IMTT reviewed downwards Finance and Economic Development Minister, Professor Mthuli Ncube

Nqobile Bhebhe, Senior Business Reporter

Finance and Economic Development Minister, Professor Mthuli Ncube has proposed a downward review of the Intermediate Money Transfer Tax (IMTT) on domestic foreign currency transfers from four percent to two percent saying most entities are now preferring to settle transactions in cash instead of electronic transfers.

Captains of industry have been complaining of IMTT which they were saying was too high and therefore crippling business operations.

The objective of the IMTT was to bring the previously untaxed informal businesses under the tax bracket but formal businesses are saying its double taxation.

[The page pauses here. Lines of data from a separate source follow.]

PR #493, opened 2022-10-15
Make dbc format more closely match Vector CANdb++ 3.1.18

Wetmelon:
- Indicate a value is signed if it's a float
- Reverse sort signals (`SIG_VALTYPE_`) by start bit

Newest Vector CANdb++ tool indicates a signal is signed (`-`) if it's a floating point value and has a different sorting for signals in .dbc files.

### DIFF
--- a/cantools/database/can/formats/dbc.py
+++ b/cantools/database/can/formats/dbc.py
@@ -487,7 +487,7 @@ def _dump_messages(database, sort_signals):
                 length=signal.length,
                 receivers=format_receivers(signal),
                 byte_order=(0 if signal.byte_order == 'big_endian' else 1),
-                sign=('-' if signal.is_signed else '+'),
+                sign=('-' if signal.is_signed or signal.is_float else '+'),
                 scale=signal.scale,
                 offset=signal.offset,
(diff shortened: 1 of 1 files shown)


andlaus:
besides the the fact that the unit tests need to be fixed and that I'm a bit skittish about changing the order of the signals here (this should possibly be done by specifying the `sort_signals` parameter of the database's [constructor](https://github.com/cantools/cantools/blob/master/cantools/database/can/database.py#L62), this LGTM. @juleq calls the shots with the DBC code, though...

juleq:
I was thinking that it might not be desirable to let cantools make changes to an input file (of whatever origin) for no other reason as to make it appear to have been produced by CANdb++.

The issue with that are:
- User expectation: User loads a valid dbc with strange signal ordering, makes a minor change using cantools and dumps again. He will probably be surprised about the massive diff his minor change has produced.
- Testing: The easiest testing strategy is to load/dump and check for equality. That does not work if cantools decides to reorder instead of retain.

So I would say: Ordering cantools internal data without API support is straightforward. Providing optional API to do so is good. Changing the default behavior is probably not so good.

PR #494, opened 2022-10-22
Use tox

zariiii9003:


andlaus (commented):
seems fine to me. That said, I don't have any experience with tox. any opinions, @juleq?

PR #495, opened 2022-10-24
Typing improvements

erzoe:
- Use `Mapping` instead of `Dict` where possible, see the commit message of commit 7f853c660768d6142a4c027acdeb567e827d42d0
- Return type of `Database.decode_message` is not considered to be `Any` with `mypy --strict`, see the commit message of commit 72e1642b590513001f235e20b5378d4fd29b806d


zariiii9003:
Why should the return value of `decode` be immutable?

erzoe:
@zariiii9003 good point. I have changed the return type back to Dict. Thank you for checking my code.

andlaus (approved):
looks good. any vetos, @juleq ?

PR #508, opened 2022-12-06
Ensure that only Decimal types are stored in the Signal.decimal attribute

jonmon6691:
Corrects a bug where floats can leak into the Signal.decimal attribute and cause operator errors elsewhere when minimums and maximums are operated on in conjunction with offsets and factors


andlaus (approved):
looks good. The unit tests could possibly adapted to ensure this more uniformly, but IMO this is not strictly required...

andlaus:
@jonmon6691: can you rebase this on top of the latest master? this should fix the CI (for some reason, just re-running the workflows does not do the trick...)

jonmon6691:
@andlaus Done.

PR #509, opened 2022-12-08
Fix CI

andlaus:
this PR tries to fix the github actions which recently started failing:

- The first issue is that on windows, cantools depends on the `windows-curses` package which was an implicit dependency of previous versions `python-can`. (Note that I'm not sure if the fix is correct: we check if we are running on windows in `setup.py` and if we are, add `windows-curses` to the requirements. This approach will fail if dependencies get "hard baked" into PyPi packages and one tries to install a package prepared on a non-Windows system on Windows or vice-versa.)
- the second issue is that python-3.6 does not seem to be available on the latest ubuntu plattform anymore. This is fixed by disabling the python 3.6 tests on ubuntu-latest (to compensate, we now also test on ubuntu 20.04)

There was sustained lobbying for the Government to refine the tax and address some concerns raised by industry.
Presenting the 2023 National Budget yesterday, Prof Ncube said in order to promote usage of the local currency, the Government increased IMTT on domestic foreign currency transfers from two percent to four percent.

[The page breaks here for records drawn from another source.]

PR #791, opened 2026-06-04
`database.dump_file()`: always write the baudrate of the bus into DBCs

andlaus:
This only affects database objects which were not created by loading a DBC file: If the database file to be dumped to a DBC file was loaded from another DBC, the `Bitrate` attribute was passed through. (That said, if the bitrate of the high-level bus object was modified by the application, the unmodified value was written to the file.)

### DIFF
--- a/src/cantools/database/can/formats/dbc.py
+++ b/src/cantools/database/can/formats/dbc.py
@@ -679,7 +679,14 @@ def _dump_attribute_definitions(database: InternalDatabase) -> list[str]:
 
     # create 'Baudrate' attribute definition
     if len(database.buses) == 1 and database.buses[0].baudrate is not None:
-        definitions['Baudrate'] = ATTRIBUTE_DEFINITION_BAUDRATE
+        # add a definition of the `Baudrate` attribute if it is needed
+        # and not yet present
+        if 'Baudrate' not in definitions:
+            definitions['Baudrate'] = ATTRIBUTE_DEFINITION_BAUDRATE
+    # remove the definition of the `Baudrate` attribute if it is
+    # not needed
+    elif 'Baudrate' in definitions:
+        del definitions['Baudrate']
 
     # create 'VFrameFormat' and 'CANFD_BRS' attribute definitions if bus is CAN FD
     if _bus_is_canfd(database):
@@ -781,11 +788,9 @@ def _dump_attributes(database: InternalDatabase, sort_signals: type_sort_signals
 
     attributes: list[type_sort_attribute] = []
 
-    # we use a copy of the original cantools database object with the
-    # .dbc objects added...
-    assert database.dbc is not None
-
-    # remove the old 'Baudrate' attribute if it exists
+    # remove the old 'Baudrate' attribute if it exists. We synchronize
+    # that DBC attribute with the `.baudrate` attribute of the
+    # high-level bus description object below.
     if database.dbc.attributes.get('Baudrate') is not None:
         del database.dbc.attributes['Baudrate']
 
--- a/src/cantools/database/can/formats/dbc.py
+++ b/src/cantools/database/can/formats/dbc.py
@@ -146,6 +146,13 @@ ATTRIBUTE_DEFINITION_LONG_SIGNAL_NAME = AttributeDefinition(
     kind='SG_',
     type_name='STRING')
 
+ATTRIBUTE_DEFINITION_BAUDRATE = AttributeDefinition(
+    name='Baudrate',
+    default_value=125_000,
+    type_name='INT',
+    minimum=0,
+    maximum=10*1024*1024)
+
 ATTRIBUTE_DEFINITION_VFRAMEFORMAT = AttributeDefinition(
     name='VFrameFormat',
     default_value='StandardCAN',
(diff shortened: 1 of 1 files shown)


src/cantools/database/can/formats/dbc.py
```diff
@@ -770,16 +781,38 @@ def _dump_attributes(database: InternalDatabase, sort_signals: type_sort_signals
 
     attributes: list[type_sort_attribute] = []
 
+    # we use a copy of the original cantools database object with the
+    # .dbc objects added...
+    assert database.dbc is not None
```
zariiii9003: I don't like assertions in production code. Either this is always true and can be omitted or there should be a proper error message.

In this case a few lines earlier there already is a check for 'if database.dbc is None'.
If you addedthe assertion for mypy, then i'd prefer assigning the dbc to a variable like
```python
database_dbc = database.dbc
if database_dbc is None:
    return ba
```

src/cantools/database/can/formats/dbc.py
```diff
@@ -670,6 +677,10 @@ def _dump_attribute_definitions(database: InternalDatabase) -> list[str]:
     if 'GenSigStartValue' not in definitions and _need_startval_def(database):
         definitions['GenSigStartValue'] = ATTRIBUTE_DEFINITION_GENSIGSTARTVALUE
 
+    # create 'Baudrate' attribute definition
+    if len(database.buses) == 1 and database.buses[0].baudrate is not None:
```
zariiii9003, line 681: Maybe use the same form as the other definitions:
`if 'Baudrate' not in definitions and _need_baudrate_def(database):`.

In `_need_baudrate_def` you could check whether any of the buses in the database has a baudrate value.

src/cantools/database/can/formats/dbc.py
```diff
@@ -770,16 +781,38 @@ def _dump_attributes(database: InternalDatabase, sort_signals: type_sort_signals
 
     attributes: list[type_sort_attribute] = []
 
+    # we use a copy of the original cantools database object with the
+    # .dbc objects added...
+    assert database.dbc is not None
+
+    # remove the old 'Baudrate' attribute if it exists
```
zariiii9003: This needs a bit more explanation. It took me a while to understand why this is necessary.

My first suggestion would have been to update the dbc baudrate value in the `Bus.baudrate` setter. Then i noticed the Bus object does not contain dbc attributes and the baudrate is saved in the database object instead.

src/cantools/database/can/formats/dbc.py
zariiii9003: hmm no, there is no way to define multiple buses in dbc anyway. So that case should probably fail earlier.

andlaus: ok. leave it as-is?

src/cantools/database/can/formats/dbc.py
andlaus: the point of this is to make mypy happy. I think that returning silently is not loud enough, because IMHO it is a bad implementation mistake and it should go up in flames. `assert` raises `AssertationError`, we could possibly raise something else?

src/cantools/database/can/formats/dbc.py
andlaus: right. something like
```suggestion
    # remove the old 'Baudrate' attribute if it exists. We synchronize that DBC attribute
    # with the `.baudrate` attribute of the high-level bus description object
    # below.
```

 I just noticed that the definition for the Baudrate attribute is added unconditionally, even if we do not write a Baudrate attribute. I think this is okay, but if you have a different opinion, I'll change it...

src/cantools/database/can/formats/dbc.py
zariiii9003: If the attribute definition already exists, it should stay unmodified in my opinion, so i'd still prefer the `if 'Baudrate' not in definitions` check.

src/cantools/database/can/formats/dbc.py
zariiii9003: Yes looks good to me.

src/cantools/database/can/formats/dbc.py
zariiii9003: But `if database.dbc is None` is already checked on line 779, so if you prefer an exception instead of returning an empty list, it should be raised there.

andlaus: right. I removed the assert. thanks!

src/cantools/database/can/formats/dbc.py
andlaus: I added it conditionally, but I do not like trivial helper functions which are called exactly once, so I used some ifs for that...

zariiii9003: I guess i'm pedantic here, but i asked to add the check to avoid noise in a roundtrip scenario (read, edit, write). Now you added the check but also added the deletion 😄

Anyhow, feel free to merge.

zariiii9003 (approved):

src/cantools/database/can/formats/dbc.py
andlaus: I suppose I missed that. thanks for the approval :)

“It has, however, been observed that some entities are now preferring to settle transactions in cash instead of electronic transfers. In order to promote use of the banking system, I propose to align the IMTT on foreign currency transactions to local currency transactions at a rate of two percent. This measure takes effect from 1 January 2023,” he said.

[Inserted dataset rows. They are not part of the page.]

PR #792, opened 2026-06-06
Fix restrictive ifname pattern in logreader.CandumpPattern

### LINKED ISSUE #519: logreader can't parse possible network interface names
I found out by trying to decode on an interface named "vcan-i". The dash made the regex fail, I couldn't find a lot of informations on what is allowed to be a network device name on linux ([some infos here](https://unix.stackexchange.com/questions/451368/allowed-chars-in-linux-network-interface-names)).
As this is a virtual device I'm working around by changing the name so that it has no dashes.

nelfin:
[net/core/dev.c:dev_valid_name](https://github.com/torvalds/linux/blob/8e65320d91cdc3b241d4b94855c88459b91abf66/net/core/dev.c#L1325) only limits interface names to "must be valid file name and not contain spaces", so e.g. "can-123" is a valid interface name.

    $ sudo ip link add vcan.0 type vcan
    $ sudo ip link set dev vcan.0 up
    $ cansend vcan.0 123#0001020304050607
    $ candump vcan.0
      vcan.0  123   [8]  00 01 02 03 04 05 06 07

Fixes #519

---

I went with "non-blank", which is slightly less restrictive, but I figured that it wasn't worth trying to match the semantics exactly (since we don't do things like compare against IFNAMSIZ etc.)

### DIFF
--- a/src/cantools/logreader.py
+++ b/src/cantools/logreader.py
@@ -99,7 +99,7 @@ class CandumpDefaultPattern(CandumpBasePattern):
     # vcan0  1F0   [8]  00 00 00 00 00 00 1B C1   '.......Á'
     #(Ignore anything after the end of the data to work with candump's ASCII decoding)
     pattern = re.compile(
-        r'^\s*?(?P<channel>[a-zA-Z0-9]+)\s+(?P<can_id>[0-9A-F]+)\s+\[\d+\]\s*(?P<can_data>remote request|[0-9A-F ]*).*?$')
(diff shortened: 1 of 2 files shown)


andlaus:
> I went with "non-blank", which is slightly less restrictive, but I figured that it wasn't worth trying to match the semantics exactly (since we don't do things like compare against IFNAMSIZ etc.)

blank names are [not allowed](https://github.com/torvalds/linux/blob/8e65320d91cdc3b241d4b94855c88459b91abf66/net/core/dev.c#L1327-L1328) as are ".", ".." or names containing a slashes, colons or spaces.

That said, I think it is okay to match a superset of what the kernel accepts, as long as it always matches the whole valid interface name...

PR #793, opened 2026-06-06
Clean up monitor script and remove deprecated functionality

ilanbiala:
It's been about a year since https://github.com/cantools/cantools/pull/745 landed, and there's some extra cruft in `monitor.py` that can be removed to simplify it a bit. The changes in #732 can also be removed since python-can incorporates that functionality in `bus_kwargs`.

The change for user scripts would be from:
```
cantools monitor ... -c can0 -b socketcand --host=192.168.0.10 --port=29536
```
to:
```
cantools monitor ... -c can0 -i socketcand --bus_kwargs host=192.168.0.10 port=29536
```

### DIFF
--- a/src/cantools/subparsers/__utils__.py
+++ b/src/cantools/subparsers/__utils__.py
@@ -1,5 +1,4 @@
-import re
-from collections.abc import Iterable, Sequence
+from collections.abc import Iterable
 
 from cantools.database.errors import DecodeError
 
@@ -10,7 +9,6 @@ from ..typechecking import (
     ContainerDecodeResultType,
     ContainerUnpackResultType,
     SignalDictType,
-    TAdditionalCliArgs,
 )
 
 MULTI_LINE_FMT = '''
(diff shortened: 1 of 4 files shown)


andlaus:
hm, I'm not sure as this might break user scripts. I tend to agree with the change because it has been almost a year since the legacy arguments produced deprecation warnings. maybe @zariiii9003 has some insights.

ilanbiala:
@andlaus I just pushed some additional changes, take a look. The gist of it is that `python-can` added `bus_kwargs`, which essentially took over `cantools`'s `extra_args` functionality. I added details of what the change to a user's script would be. If we have any part of release notes that we call out how to migrate and handle any breaking changes, this should be very easy for users to update.

zariiii9003 (approved):
Personally i'd keep these a little longer, but it's okay to break existing code if we bump the major version.
Changes look good to me.

ilanbiala:
Is there a specific timeline you'd have in mind for keeping this functionality? In my mind the migration is very simple and it's contained to just `cantools monitor`, so even though it'd be a breaking change and a major version bump users can easily make any needed updates.

andlaus:
> Personally i'd keep these a little longer, but it's okay to break existing code if we bump the major version.
Changes look good to me.

I'm pretty much indifferent. @ilanbiala: is there a reason why you want to have these arguments removed quickly?

ilanbiala:
`monitor.py` had a few areas where adding typing revolves around this deprecated code, and eventually I'd also like to refactor and replace `argparse` with something better. Simplifying all the CLIs helps with making that effort easier to tackle.

On a sidenote, Python 3.10 will be EOL in October, so I expect there will be a major version bump sometime in the next few months. We can wait until then when it's officially EOL, to minimize version churn for users. Please add other breaking changes to the v42 milestone and we can merge them all at that one point so we can keep `master` clean for features/bug fixes.

andlaus:
> @andlaus I just pushed some additional changes, take a look. The gist of it is that python-can added bus_kwargs, which essentially took over cantools's extra_args functionality.

yeah. it might be that newer versions of python-can add a `-f` flag to the `ArgumentParser` object. @zariiii9003: do you have any info here?

> If we have any part of release notes that we call out how to migrate and handle any breaking changes, this should be very easy for users to update.

I can add it to the release notes if I don't forget. (alternatively, you can tag the next release...)

andlaus:
> Please add other breaking changes to the v42 milestone and we can merge them all at that one point so we can keep master clean for features/bug fixes.

I don't have anything related to python 3.10 which merrits a major release at the moment. (this PR only merrits a minor release IMO (i.e., ´41.5.0´) even if this is not exactly semversion compliant.) That said, in the long run, I'd like to remove the diagnostics functionality (its users should migrate to `odxtools`) and flatten the somewhat byzantine directory structure. @zariiii9003, @juleq, @ilanbiala: any thoughs?

zariiii9003:
> yeah. it might be that newer versions of python-can add a `-f` flag to the `ArgumentParser` object. @zariiii9003: do you have any info here?

python-can uses `-f` for file paths, so that shouldn't be an issue here.

Regarding the version: I'd be not amused if a lib breaks code in a minor version, so let's do the major version bump even if there are no other big changes :eyes:

ilanbiala:
> Regarding the version: I'd be not amused if a lib breaks code in a minor version, so let's do the major version bump even if there are no other big changes 
Agreed here.

andlaus:
ok, let's get over this and start the 42-era...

The IMTT has tax-free thresholds in both local and foreign currency of $300 and US$5, respectively. Transactions of amounts exceeding $2,5 million and US$100 000 attract a flat rate of tax of $50 000 and US$2 000, respectively.

Professor Ncube said cumulative revenue collections for the period January to September 2022 amounted to ZW$1,2 trillion against a target of ZW$890,5 billion, giving a positive variance of ZW$269,9 billion.

Tax and non-tax revenue collections amounted to ZW$1,1 trillion and ZW$71,7 billion, respectively.
“Tax revenue benefitted from the positive performance on Value Added Tax (VAT), Personal Income Tax (PIT), Excise and Customs Duty and the Intermediated Money Transfer Tax (IMTT).

On revenue performance, Minister Ncube said public finances have generally been in line with the 2022 Revised Budget targets and revenue collections to September 2022, at ZW$1,16 trillion, against expenditures of ZW$1,19 trillion, resulting in a deficit of ZW$30,7 billion.

“Cumulative revenue collections for the period January to September 2022 amounted to ZW$1,2 trillion, against a target of ZW$890,5 billion, giving a positive variance of ZW$269,9 billion.

Revenue performance remains on course to meet the revised 2022 target of ZW$1,7 trillion, he noted.
Cumulative expenditures for the first nine months of 2022 stood at ZW$1,19 trillion, against a target of ZW$1.02 trillion, representing an expenditure overrun of ZW$173,9 billion.

Prof Ncube said the country’s total Public and Publicly Guaranteed (PPG) debt is estimated at ZW$2,2 trillion for domestic debt and US$14 billion for external debt (including blocked funds of US$3,1 billion) as at end September 2022.

Highlighting the macroeconomic fiscal framework, Minister Ncube said in line with the projected GDP growth rate of 3,8 percent, nominal GDP is estimated at ZW$21,8 trillion.

Prof Mthuli Ncube

Total revenue collections are projected at ZW$3,9 trillion (18 percent of GDP), comprising tax revenue of ZW$3,5 trillion (16 percent of GDP) and non-tax revenue of ZW$369,7 billion (1,7 percent) in 2023.”

The 2023 fiscal framework is anchored on a relatively stable macroeconomic environment, characterised by the convergence of the parallel and official exchange rates and continued inflation deceleration.

“The projected revenues will be complemented by both domestic and foreign resource mobilisation initiatives to the tune of ZW$575,5 billion, bringing the 2023 total Budget envelope to ZW$4,5 trillion.

“Consequently, total expenditure for the year 2023, are set at ZW$4,5 trillion, including loan repayments of ZW$248,6 billion.